Coaching career (HC unless noted)
- 1985–2018: LSU

Accomplishments and honors

Championships
- SEC (1992)

Awards
- NGCA Coaches Hall of Fame (2009)

= Karen Bahnsen =

American college golfer, college golf coach

Karen Mayson Bahnsen (born October 11, 1960) is an American former college golf coach and player from the United States.

== Early years ==
Bahnsen was born in Mobile, Alabama. She attended McGill-Toolen Catholic High School in Mobile.

== College career ==
Bahnsen was the first women's golfer to receive an athletic scholarship to attend LSU in Baton Rouge, Louisiana, where she played for the Lady Tigers golf team from 1980 to 1983. As a Tiger, she participated in two Association for Intercollegiate Athletics for Women (AIAW) and one National Collegiate Athletic Association (NCAA) nation championship tournaments.

== Coaching career ==
Bahnsen was head coach of the Lady Tigers from 1985 to 2018. Her teams recorded twenty-eight team titles and twenty-eight individual titles. Her 1992 Lady Tigers won the 1992 SEC championship, and have qualified for the NCAA Championship Tournament eleven times, including 1986, 1996, 1998, 1999, 2000, 2001, 2006, 2008, 2009, 2010 and 2011.

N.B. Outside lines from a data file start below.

Issue #201, opened 2017-03-26
Recursive glob patterns


CrashyBang:
Running `0.18.1` on Ubuntu 16.10 with Node `v7.7.1`.

I have the following command: `xo resources/**/*.js`.

I am trying to use it on the following structure:

```
├── admin
│   ├── assets
│       ├── main.js
└── webpack
    ├── config.js
```

Now that reports all linting failues in `config.js` but not `main.js` if I change that command to: `xo resources/**/**/*.js`. it now works but obviously I don't want to have to add a `/**` everytime I go one directory deeper.

I have looked at [globby#24](https://github.com/sindresorhus/globby/pull/24) and [cpy#10](https://github.com/sindresorhus/cpy/issues/10) but neither seemed to really address the issue.

Is this by intentition or is this a bug?

In an ideal world `xo resources/**/*.js` would traverse all folders underneath `resources` recursively.

Cheers.

Qix-:
What happens when you use `xo 'resources/**/*.js'` (in single quotes)?

CrashyBang:
Hey @Qix- that seems to have fixed it.

I am running as an npm script: `"lint:scripts": "xo 'resources/**/*.js'",`.

Cheers.

Qix-:
Yep - without the single quotes, it's your shell trying to expand the double star, not XO. To get it to work otherwise, you'd need `shopt -s globstar` in your `.bash_profile`. But the single quotes is a better solution since it works for everyone. :)

PR #204, opened 2017-04-02
Do not always lint matches on negative gitignore patterns

marionebl:
* fixes fallout of #195
* builds on #201, #202
* removes parse-gitignore in favor of node-ignore
* thanks @JonnyBurger for providing the first failing test case

Please review in detail, this is my first fast-and-furious attempt on fixing the issues around gitignore parsing

--- 
~~There appears to be some win32 related issue in `getGitIgnoreFilter` still.~~


index.js
```diff
@@ -56,17 +56,19 @@ exports.lintFiles = (patterns, opts) => {
...
 		// Filter out unwanted file extensions
 		// for silly users that don't specify an extension in the glob pattern
-		paths = paths.filter(x => {
-			// Remove dot before the actual extension
-			const ext = path.extname(x).replace('.', '');
-			return opts.extensions.indexOf(ext) !== -1;
-		});
+
+		paths = paths
+			.filter(ignoreFilter)
```
schnittstabil: Is there a good reason to filter out `.gitignore` patterns _after_ `globby`?

I believe this would be a major performance hit, e.g. if we conisder the `.gitignore` file below, then all files in `node_modules` will be globbed but filtered afterwards:

```
# .gitignore
node_modules
```

marionebl: I think this is the easiest way to avoid the bug introduced with #195 where every negative gitignore pattern is **always** linted, e.g.

```
❯ tree -a negative-gitignore/
negative-gitignore/
├── .gitignore
├── bar.js
└── foo.js
```

```
❯ cat negative-gitignore/.gitignore 
*.js
!foo.js
```

```
xo negative-gitignore/bar.js # unexpectedly lints foo.js
```

marionebl:
> > * removes parse-gitignore in favor of node-ignore

> Mhm, why?

Did this because your fixes where unmerged yesterday. I am not attached to that change, though - will reintroduce `parse-gitignore` to make this change way smaller

schnittstabil:
> Edit: `node-ignore` does give us all the rather involved interpretation logic attached to making negative gitignore patterns work correctly.

Indeed, `node-ignore` seems more appropriate.

Btw, have you considered this use-case as well:
```bash
$ tree -a
.
├── dir
│   ├── .gitignore
│   └── unicorn.js
└── .gitignore

1 directory, 3 files

$ cat .gitignore 
dir

$ cat dir/.gitignore 
!unicorn.js

$ git init && git status -a
?? .gitignore
```

index.js
sindresorhus: I would prefer to filter out `.gitignore` before `globby` for performance reasons, as @schnittstabil mention, but I'd be ok with landing this now to fix the bugs and open an issue about improving the performance later.

options-manager.js
```diff
@@ -225,25 +228,35 @@ const getIgnores = opts => {
...
+	globby.sync('**/.gitignore', {
+		ignore: ignores,
+		cwd: cwd
 	})
-	.reduce((a, b) => a.concat(b), []);
+	.map(file => {
+		const fileName = path.join(cwd, file);
+		const base = slash(path.relative(cwd, path.dirname(fileName)));
+
+		const lines = fs.readFileSync(fileName)
```
marionebl: Done!

marionebl:
> > Edit: node-ignore does give us all the rather involved interpretation logic attached to making negative gitignore patterns work correctly.
Indeed, node-ignore seems more appropriate.
> 
> Btw, have you considered this use-case as well:
> ```bash
> $ tree -a
> .
>  ├── dir
> │   ├── .gitignore
> │   └── unicorn.js
> └── .gitignore
> 
> 1 directory, 3 files
> 
> $ cat .gitignore 
> dir
> 
> $ cat dir/.gitignore 
> !unicorn.js
> 
> $ git init && git status -a
> ?? .gitignore
> ```

Yep, that works. Hard to add a test case though.

sindresorhus:
Great work @marionebl. And thanks for reviewing @schnittstabil. Glad we could finally get the gitignore stuff right.

sindresorhus:
@marionebl Can you open an issue about https://github.com/sindresorhus/xo/pull/204/files#r111681661 ?

PR #211, opened 2017-04-24
Adds yarn.lock to gitignore, adds test for local xo and xo --init

OmgImAlexis:
As title suggests, if there's a better way to add these test please let me know. I noticed the coverage was less than 100% so I'm trying to add more tests to help fix that. 👍


OmgImAlexis:
The only test that seems to be failing isn't from anything I've changed.
"ignore files in .gitignore"

OmgImAlexis:
I'm guessing to hit LN12 of cli.js you need to be using a global version of xo?

test/cli.js
```diff
@@ -69,3 +69,12 @@ test('quiet option', async t => {
 	const err = await t.throws(execa('../cli.js', ['--no-local', '--quiet', '--reporter=compact', filepath]));
 	t.is(err.stdout.indexOf('warning'), -1);
 });
+
+test('init option', async t => {
+	const filepath = await tempWrite('{}', 'package.json');
+	await execa(path.join(__dirname, '../cli.js'), ['--init'], {
+		cwd: filepath.replace('package.json', '')
```
sindresorhus:
```js
cwd: path.dirname(filepath)
```

test/cli.js
```diff
@@ -69,3 +69,12 @@ test('quiet option', async t => {
...
+	});
+	const packagejson = await fs.readFileSync(filepath, 'utf8');
```
sindresorhus: You're await'ing a synchronous function.

test/cli.js
```diff
@@ -69,3 +69,12 @@ test('quiet option', async t => {
...
+	t.regex(JSON.stringify(JSON.parse(packagejson)), /{"scripts":{"test":"xo"},"devDependencies":{"xo":"\^[0-9]+\.[0-9]+\.[0-9]+"}}/);
```
sindresorhus: Do it the other way around. Parse the JSON and do a `deepEqual` assertion on it.

sindresorhus:
> I'm guessing to hit LN12 of cli.js you need to be using a global version of xo?

Yes, or somehow imitate it. I don't think it's worth the trouble though.

test/cli.js
OmgImAlexis: Wouldn't that mean only scripts could be checked since we can't hardcode the version number or should I grab the version number from `../package.json` and test against that?

sindresorhus: > should I grab the version number from ../package.json and test against that?

👍

schnittstabil:
> I'm guessing to hit LN12 of cli.js you need to be using a global version of xo?

@OmgImAlexis #218 adds some very simple tests for that (using `--no-local`) :grin:

PR #221, opened 2017-05-20
Open the errors first then warnings

### LINKED ISSUE #219: `--open` should open the first error, not warning
I have warnings in many projects and it's annoying that it opens at the warning instead of the error. If there are no errors, it should go to the first warning. I think we could just sort the errors first.

Should not be done until https://github.com/sindresorhus/xo/pull/218 is merged.

tdeschryver:
Fixes #219


main.js
```diff
@@ -77,20 +77,20 @@ const log = report => {
 	process.exit(report.errorCount === 0 ? 0 : 1);
 };
 
+const files = (report, predicate) => report.results
+	.filter(predicate)
```
schnittstabil: `sort` seems more appropriate to me, i.e.:

0. assert `warningCount` and `errorCount` are not `undefined` [*]
1. filter out all results without errors or warnings
2. sort: At first, errors before warnings. Secondly,  _(error|warning)Count_ in descending order.

[*] I do not know, if this is actually needed, maybe `warningCount` and `errorCount` are always numbers.

For example:
```js
.map(result => Object.assign({warningCount: 0, errorCount: 0}, result))
.filter(result => result.errorCount + result.warningCount > 0)
.sort((a, b) => a.errorCount + b.errorCount > 0 ? (b.errorCount - a.errorCount) : (b.warningCount - a.warningCount))
```

tdeschryver: 0: seems fair to me, better safe than sorry
1-2: I had the assumption that the warnings should only open if there er no errors. That's why I didn't implement the sorting, and solved it with a `if` case.

schnittstabil: > I had the assumption that the warnings should only open if there er no errors.

Aww sorry, yes that make sense. Nevertheless, I think sorting _additionally_, would be reasonable. Would you mind adding it? No problem, if you don't, I could take care of it too.

tdeschryver: No problem, I'll add it later today!

tdeschryver: @schnittstabil Some feedback would be appreciated :)

For 0, I think we can assume the counts are always numbers (and should they be `undefined` they will be filtered out). See [index.L10](https://github.com/sindresorhus/xo/blob/master/index.js#L10) and [index.L68](https://github.com/sindresorhus/xo/blob/master/index.js#L68)
Are my assumptions good? Should the warnings only be opened if they are no erros?

I would prefer using the descending sorter, that way the file with the most errors will be opened first.

Thoughts?

schnittstabil: > For 0, I think we can assume the counts are always numbers

:+1: I just wasn't sure about it.

> Should the warnings only be opened if there are no errors?

Both make sense, but I've no strong preference. Feel free to decide it.

> I would prefer using the descending sorter, that way the file with the most errors will be opened first.

Mhm, I'm using sublime: all files are opend, and the last file gets the focus. What editor do you use?

tdeschryver: Yea you are right, it focuses the last opened file. Didn't thought about it...

@sindresorhus Should the warnings only be opened if there are no errors?

main.js
```diff
@@ -77,20 +77,21 @@ const log = report => {
...
+		line: result.messages[0].line,
+		column: result.messages[0].column
+	}));
+
 const open = report => {
-	if (report.errorCount === 0) {
-		return;
+	if (report.errorCount > 0) {
+		openEditor(files(report, result => result.errorCount > 0));
+	}	else if (report.warningCount > 0) {
```
schnittstabil: Please replace the `\t` by a space character:

```diff
-}	else if (report.warningCount > 0) {
+} else if (report.warningCount > 0) {
```

tdeschryver:
@schnittstabil I was thinking about putting the `open` under tests too, but I don't know how to test `openEditor` + I didn't want to expose the `files` and `open` functions just so it could be tested.
I do think your suggestions are making sense for future use.

Could you give some feedback about what has to be done?
 -  move `files` and `open` to `open-report.js`
    - but what about `openEditor`? Imo that shouldn't be tested and if it does, how do I test it?  
    - what I am suggesting is that we have a `filesToBeOpened`(?) in `open-report.js` and in `main.js` we would do something like `const open = report => filesToBeOpened(report)`. `filesToBeOpened` would have some tests, but `open` not in my proposition.
    
 - extract the sorting so it can be used later on to sort the messages + test the sorting method
 

Thanks for the reviews!

main.js
Qix-: @sindresorhus How is this allowed by XO?

schnittstabil:
> I didn't want to expose the `files` and `open`

`open-report.js` would not be documented (similar to `gitignore.js` and `options-manager.js`), thus it wouldn't be part of the official XO API, and we therefore can expose whatever we want.

However, I would suggest a simple approach, similar to:

```js
// open-report.js
const openEditor = require('open-editor');

const files = //…

const openReport = (report, opts) => {
	opts = Object.assign({
		openEditor
	}, opts);

	// …
	opts.openEditor(files(…));
	// …
};

module.exports = openReport;
```

```js
// main.js
const openReport = require('./lib/open-report');
// …
if (opts.open) {
	openReport(report);
}
```

```js
// test/open-report.js
const openReport = require('./lib/open-report');

test('…', t => {
	t.plan(1);

	openReport(report, {openEditor: files => {
		t.is(…);
	});
});
```

tdeschryver:
@schnittstabil I used the `proxyquire` lib as in the tests of `options-manager` to stub `openReport`.
Could you give it another review?

lib/open-report.js
```diff
@@ -0,0 +1,28 @@
...
+	if (report.errorCount > 0) {
+		return files(report, result => result.errorCount > 0);
+	} else if (report.warningCount > 0) {
+		return files(report, result => result.warningCount > 0);
+	}
+
+	return [];
+};
+
+module.exports = report => openEditor(filesToOpen(report));
```
schnittstabil: Please, inline the `filesToOpen`, i.e.:
```js
module.exports = report => {
	if (report.errorCount > 0) {
		openEditor(files(report, result => result.errorCount > 0));
	} else if (report.warningCount > 0) {
		openEditor(files(report, result => result.warningCount > 0));
	}
};
```

lib/open-report.js
```diff
@@ -0,0 +1,28 @@
...
+module.exports.openEditor = openEditor;
```
schnittstabil: I see no need to export `openEditor`, please remove it.

main.js
```diff
@@ -4,45 +4,45 @@ const updateNotifier = require('update-notifier');
...
-	  $ xo --space
-	  $ xo --env=node --env=mocha
-	  $ xo --init --space
-	  $ xo --plugin=react
-	  $ xo --plugin=html --extension=html
-	  $ echo 'const x=true' | xo --stdin --fix
-
-	Tips
-	  Put options in package.json instead of using flags so other tools can read it.
+  Usage
```
schnittstabil: Please revert these `\t` to space changes.

main.js
```diff
@@ -65,8 +65,8 @@ const input = cli.input;
 const opts = cli.flags;
 
 const log = report => {
-	// Legacy
-	// TODO: Remove in 1.0.0
+  // Legacy
+  // TODO: Remove in 1.0.0
```
schnittstabil: I do not understand why XO does not complain about that change :confused: – Please revert it.

test/open-report.js
```diff
@@ -0,0 +1,77 @@
...
+	const report = createReport({
+		errorCount: 1,
+		warningCount: 2,
+		results: [
+			createResult({errorCount: 7, filePath: 'seven-errors.js', messages: [createMessage({line: 7, column: 17})]}),
+			createResult({warningCount: 3, filePath: 'three-warnings.js', messages: [createMessage({line: 3, column: 13})]}),
+			createResult({errorCount: 1, filePath: 'one-error.js', messages: [createMessage()]}),
+			createResult({warningCount: 1, filePath: 'one-warning.js', messages: [createMessage()]})
+		]
+	});
```
schnittstabil: IMO, manually creating reports is rather fragile: when ESLint changes the report format, we have to change all those create-functions.

We are already testing on a higher level: we want to assert that the _output_ is correct (i.e. that `open-editor` is called with the right arguments), hence testing with _real input_ is sensible, for example:

```js
const xo = require('..');
// …
const report = xo.lintText(`// TODO xxx
const x =       4;
`, {filename: 'one-warning-and-two-errors.js'});
```

We could also reuse or add files to `test/fixtures` for more complicated tests.

lib/open-report.js
tdeschryver: I had to export it otherwise I couldn't stub it in tests. I'll see what I can do about it.

main.js
tdeschryver: Sorry about those, I just ran `xo --fix` and thought it would fix all of these.

lib/open-report.js
tdeschryver: Seems like I jumped to conclusion too fast, the export isn't needed.

test/open-report.js
tdeschryver: Indeed that's a better approach. I do think we need to use fixtures because we're going to lint multiple files. Should I create new fixtures for this?

tdeschryver: I've pushed my changes using fixtures. 
If its easier for you to make the changes instead of reviewing it after every change, you can go ahead (not that I don't want to do it, in fact I'm glad with your feedback!).

schnittstabil:
Looks almost good to me. I would like to _squash and merge_ this, but you've added the #222 commit too, thus I'm not sure if this could mess the git history. Would you mind in rebasing your PR on the current `master`, to get rid of that commit?

tdeschryver:
@schnittstabil is this ok?

schnittstabil:
:+1: LGTM–sorry for the delay.

@sindresorhus @jamestalmage @marionebl: do you see further improvements?

sindresorhus:
You have to also sort the `messages` in a result object.

For example, this result object is opening the warning as that's the first message:

```js
{ filePath: '/Users/sindresorhus/dev/oss/ava/lib/cli.js',
  messages:
   [ { ruleId: 'complexity',
       severity: 1,
       message: 'Arrow function has a complexity of 22.',
       line: 23,
       column: 15,
       nodeType: 'ArrowFunctionExpression',
       source: 'exports.run = () => {' },
     { ruleId: 'indent',
       severity: 2,
       message: 'Expected indentation of 3 tabs but found 2.',
       line: 60,
       column: 1,
       nodeType: 'Identifier',
       source: '\t\tstring: [',
       endLine: 60,
       endColumn: 3,
       fix: [Object] } ]
  errorCount: 42,
  warningCount: 1,
  ...
}
```

tdeschryver:
My bad, didn't think of that case. Should be solved now.

sindresorhus:
Thank you @tdeschryver. Really nice work on this :)

tdeschryver:
Thanks for the help @schnittstabil!

schnittstabil:
Many thanks for your persistence :blush:

PR #228, opened 2017-06-11
updated package.json

EsrefDurna:
updated package arrify from 1.0.0 to 1.0.1

### DIFF
--- a/package.json
+++ b/package.json
@@ -70,7 +70,7 @@
     "simple"
   ],
   "dependencies": {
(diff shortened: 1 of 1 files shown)


Qix-:
This is unnecessary. Patch bumps automatically get downloaded. No need to update it in the package.json unless it's a minor or major build.

sindresorhus:
https://nodesource.com/blog/semver-tilde-and-caret

PR #237, opened 2017-06-23
Don't glob everything when XO receives no patterns

sindresorhus:
Currently if you just run `$ xo`, it globs all files and then filters out the supported files. We should instead create the default pattern based on the `extensions` option.

### DIFF
--- a/index.js
+++ b/index.js
@@ -84,17 +84,19 @@ exports.lintText = (str, opts) => {
 	return processReport(report, opts);
 };
 
-exports.lintFiles = (inputPatterns, opts) => {
+exports.lintFiles = (patterns, opts) => {
 	opts = optionsManager.preprocess(opts);
 
+	const isEmptyPatterns = patterns.length === 0;
 	const defaultPattern = `**/*.{${opts.extensions.join(',')}}`;
-	const patterns = inputPatterns.length === 0 ? [defaultPattern] : arrify(inputPatterns);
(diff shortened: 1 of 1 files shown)


index.js
```diff
@@ -84,23 +84,24 @@ exports.lintText = (str, opts) => {
 	return processReport(report, opts);
 };
 
-exports.lintFiles = (patterns, opts) => {
+exports.lintFiles = (inputPatterns, opts) => {
 	opts = optionsManager.preprocess(opts);
-	patterns = patterns.length === 0 ? ['**/*'] : arrify(patterns);
 
+	const defaultPattern = `**/*.{${opts.extensions.join(',')}}`;
+	const patterns = inputPatterns.length === 0 ? [defaultPattern] : arrify(inputPatterns);
```
schnittstabil: Using two very similar variables/constants (`inputPatterns` and `patterns`)  within the same scope makes it harder to read and maintain IMO. As far as I can see, below your line 91, `inputPatterns.length` is the only important information, therefore we could use a constant like `patternsAreEmpty` instead:

```js
exports.lintFiles = (patterns, opts) => {
	//…

	const patternsAreEmpty = patterns.length === 0;
	patterns = patternsAreEmpty ? [defaultPattern] : arrify(patterns);

	//…

	return globby(patterns, …

		//…
		if (!patternsAreEmpty) {
```

sindresorhus: Good point. Fixed.

PR #246, opened 2017-08-15
Update outdated note about config overrides

not-an-aardvark:
Hello :wave:

Starting in ESLint v4.1.0, ESLint now supports [config overrides based on glob patterns](http://eslint.org/docs/user-guide/configuring#configuration-based-on-glob-patterns) (with a design largely inspired by xo, I think). This commit updates the readme to remove the note about ESLint not supporting config overrides.


kevva:
Thanks :).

Bahnsen's 2011 team finished third in the NCAA national championship tournament, and golfer Austin Ernst won the NCAA individual championship. The Lady Tigers placed third of twelve teams in the SEC Tournament, and Ernst placed ninth in the individual standings.

The National Golf Coaches Association (NGCA) inducted Bahnsen into its Coaches Hall of Fame in 2009.

On May 25, 2018, it was announced that Bahnsen was stepping down as LSU women's golf coach and was taking a position in the Tiger Athletic Foundation.

== Personal ==
She is married to David "Bo" Bahnsen, a senior associate athletic director at LSU. They have a son and a daughter.